Stored data entries
───
PR #130, opened 2021-02-19
doc: a few small fixes to the readme for installation

### LINKED ISSUE #108: Installation instructions are wrong, environment.yml has some issues.

steven-murray:
Fixes #108

### DIFF
--- a/README.md
+++ b/README.md
@@ -28,16 +28,19 @@ can handle natively:
 If you are creating a new development environment, consider using the included environment
 file:
 
-``$ conda env create -f travis-environment.yml``
+``$ conda env create -f ci/tests.yaml``
 
 This will create a fresh environment with all required dependencies, as well as those
-required for testing. If you also would like to compile the documentation, use
+required for testing. If you also would like to compile the documentation, use (after
+the above):
 
 ``$ pip install -r docs/requirements.txt``
 
 Finally, install `hera_sim` with
 
 ``$ pip install [-e] .``
+
+For a **development install**, use the optional extra `[dev]`.
 
 
 ### Pip-only install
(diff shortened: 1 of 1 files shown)


README.md
```diff
@@ -28,36 +28,39 @@ can handle natively:
...
 ### Pip-only install
 If you are not going to use conda, then you must follow the following process (the reason
 that this is not a one-step process is because some of the packages inadvertantly require
 other packages to be installed before they can even be installed, let alone used, and ``pip``
 reads the ``setup.py`` file for each package before installing anything).
 
-First install the basic dependencies:
-
-``$ pip install numpy``
+First install `numpy`, as one of the dependencies requires it to be installed before
```
r-pascua, line 52: Though it might sound a little redundant, I think it would be clearer to say "... as one of the dependencies requires `numpy` to be installed ..."

r-pascua (approved):
Looks good to me, though there's one spot where the wording could be improved slightly. I checked the instructions using a fresh environment, and it worked (though I did have to install `git` first, so maybe we want to add a note about that?).

PR #982, opened 2026-06-02
RHELMISC-2846: [SVVP] add sequence_test_names to enforce test execution order

elizashurov:
Some tests require a strict execution order. Add sequence_test_names to svvp_config to move matching tests to the end of the list in the declared order, applied after all other filtering.

### DIFF
--- a/lib/engines/hcktest/hcktest.rb
+++ b/lib/engines/hcktest/hcktest.rb
@@ -131,6 +131,7 @@ module AutoHCK
           'name' => @clients.values[0].name,
           'type' => @svvp_info.type,
           'select_test_names' => @svvp_info.select_test_names,
+          'sequence_test_names' => @svvp_info.sequence_test_names,
           'reject_test_names' => @svvp_info.reject_test_names
         }
       else
@@ -139,6 +140,7 @@ module AutoHCK
           'name' => driver.name,
           'type' => driver.type,
           'select_test_names' => driver.select_test_names,
+          'sequence_test_names' => [],
           'reject_test_names' => driver.reject_test_names
         }
       end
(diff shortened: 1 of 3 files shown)


lib/engines/hcktest/hcktest.rb
```diff
@@ -131,6 +131,7 @@ def target
           'name' => @clients.values[0].name,
           'type' => @svvp_info.type,
           'select_test_names' => @svvp_info.select_test_names,
+          'sequence_test_names' => @svvp_info.sequence_test_names,
```
kostyanf14, line 134: add `'sequence_test_names' => []` to the else block, and make `const :sequence_test_names` not nillable with the default []
then you can drop & from `return unless sequence_names&.any?` or even drop line at all.

lib/engines/hcktest/playlist.rb
```diff
@@ -51,6 +51,8 @@ def list_tests(log)
       custom_select_test_names(log)
       custom_reject_test_names(log)
       sort_by_duration
+      reorder_sequence_tests
+      @tests
```
kostyanf14: `@tests` is redundant 
reorder_sequence_tests returns `@tests`, so list_tests will return reorder_sequence_tests will return `@tests`

elizashurov: `@tests` is necessary because `reorder_sequence_tests` has an early `return if matched.empty? `which returns nil

elizashurov: I can change line to `return @tests if matched.empty?` and then remove `@tests`

kostyanf14 (approved):

PR #991, opened 2026-06-03
RHELMISC 34338: Add client role support (DUT/SUT/Support/Master/Stress)

elizashurov:
Add a role field to platform client config. 
WHQL uses dut/support,SVVP uses sut/master(MC)/stress(SC).

Add `ClientRole` and `PlatformClients` to resolve and validate role
combinations. Master/stress clients skip driver install and HLK target
registration but still join the pool.

### DIFF
--- a/lib/engines/hcktest/hcktest.rb
+++ b/lib/engines/hcktest/hcktest.rb
@@ -8,7 +8,7 @@ module AutoHCK
     extend T::Sig
     include Helper
 
-    attr_reader :config, :drivers, :platform, :extensions
+    attr_reader :config, :drivers, :platform, :extensions, :platform_clients
 
     PLATFORMS_JSON_DIR = 'lib/engines/hcktest/platforms'
     CONFIG_JSON = 'lib/engines/hcktest/hcktest.json'
@@ -17,6 +17,16 @@ module AutoHCK
     SVVP_JSON = 'svvp.json'
     ENGINE_MODE = 'test'
     AUTOHCK_RETRIES = 5
+
+    # Maps platform roles to the HLK machine-set role names used in QueueTest.
+    HLK_ROLE_MAP = {
+      Models::ClientRole::Support => 'Support',
+      Models::ClientRole::Master => 'MC',
+      Models::ClientRole::Stress => 'SC'
+    }.freeze
+
+    # Roles that are the primary test target
+    PRIMARY_ROLES = [Models::ClientRole::Dut, Models::ClientRole::Sut].freeze
 
     def initialize(project)
       @project = project
@@ -28,6 +38,12 @@ module AutoHCK
       @extensions = find_extensions
       prepare_extra_sw
       validate_paths unless @driver_path.nil?
+      @platform_clients = build_platform_clients
+    end
+
+    sig { returns(PlatformClients) }
+    def build_platform_clients
+      PlatformClients.new(@project.engine_platform, logger: @logger)
     end
 
     def test_steps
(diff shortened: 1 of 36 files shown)


elizashurov:
depends on [https://github.com/HCK-CI/rtoolsHCK/pull/81](https://github.com/HCK-CI/rtoolsHCK/pull/81)

lib/setupmanagers/qemuhck/qemu_machine.rb
```diff
@@ -147,7 +147,7 @@ def close
     MONITOR_BASE_PORT = 10_000
     VNC_BASE_PORT = 5900
     MAX_RUN_ID = 999
-    MAX_CLIENT_ID = 2
+    MAX_CLIENT_ID = 3
```
kostyanf14: Wow, I forgot to commit 10.
Please add a separate commit to set 10 with a comment like this
```
    MAX_CLIENT_ID = 10
    # https://learn.microsoft.com/en-us/windows-hardware/test/hlk/testref/test-server-configuration
    # 0 - Studio
    # 1 - Active Directory (SVVP-only but mandatory)
    # 2 - SUT / DUT
    # 3 - Master client / Support client for DUT
    # 4 - Stress Client 1
    # 5 - Stress Client 2
    # 6 - Stress Client 3
    # 7 - Stress Client 4
    # 8 - Stress Client 5
    # 9 - Stress Client 6
    # 10 - Stress Client 7 (LoadGen supports up to 64 SC machines, but 8 is usually sufficient, QE uses 4, reserve ID for 7)
```

lib/models/client_role.rb
```diff
@@ -0,0 +1,29 @@
...
+      enums do
+        Dut     = new('dut')     # Device Under Test (WHQL)
+        Sut     = new('sut')     # System Under Test (SVVP)
+        Support = new('support') # Support Client for DUT (WHQL)
+        Master  = new('master')  # Master Client (SVVP)
+        Stress  = new('stress')  # Stress Client (SVVP)
+      end
+
+      sig { params(raw: String).returns(ClientRole) }
+      def self.parse(raw)
```
kostyanf14: Why do we need this? The `class ExecutionState < T::Enum` works without it.

Please add `def to_s` to reduce the use of `.serialize` in other places where we really just need a string.

lib/engines/hcktest/tests.rb
```diff
@@ -521,10 +528,10 @@ def download_memory_dump(machine, l_tmp_path)
...
     def download_memory_dumps(l_tmp_path)
       downloaded_client = download_memory_dump(@client.name, "#{l_tmp_path}/#{@client.name}_#{current_timestamp}")
-      unless @support.nil?
-        downloaded_support = download_memory_dump(@support.name,
-                                                  "#{l_tmp_path}/#{@support.name}_#{current_timestamp}")
-      end
+      downloaded_support = if support_client
+                             download_memory_dump(support_client.name,
+                                                  "#{l_tmp_path}/#{support_client.name}_#{current_timestamp}")
+                           end
```
kostyanf14: Maybe loop for all clients, including stress? I have no idea if it can crash, but it will run HLK software, so theoretically it can.

lib/engines/hcktest/platform_clients.rb
```diff
@@ -0,0 +1,117 @@
+# typed: true
```
kostyanf14, line 1: So cool

lib/engines/hcktest/hcktest.rb
```diff
@@ -434,5 +460,29 @@ def run
...
+
+    sig { returns(T::Hash[String, T::Array[HCKClient]]) }
+    def auxiliary_clients
+      @platform_clients.entries
+                       .reject { |e| PRIMARY_ROLES.include?(e['role']) }
+                       .each_with_object({}) do |e, result|
+                         hlk_role = HLK_ROLE_MAP[e['role']]
+                         client = @clients[e['name']]
+                         (result[hlk_role] ||= []) << client if hlk_role && client
+                       end
```
kostyanf14, line 474: Cool idea, but it this method not only returns clients but also generates something 
maybe rename it or split
or Did I miss some understanding?

lib/models/hlk_platform.rb
```diff
@@ -31,6 +31,7 @@ class HLKClient < T::Struct
       extend JsonHelper
 
       const :name, String
+      const :role, T.nilable(String)
```
kostyanf14, line 34: This is mandatory for QemuHCK, so maybe validate presence?

lib/engines/hcktest/hcktest.rb
elizashurov: Yes better to rename

elizashurov:
@kostyanf14 rebased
───
PROBLEM TO SOLVE:
Look through the records above and please copy every line in which the string "where" occurs.

ANSWER TO THIS PROBLEM:
Looks good to me, though there's one spot where the wording could be improved slightly. I checked the instructions using a fresh environment, and it worked (though I did have to install `git` first, so maybe we want to add a note about that?).
Please add `def to_s` to reduce the use of `.serialize` in other places where we really just need a string.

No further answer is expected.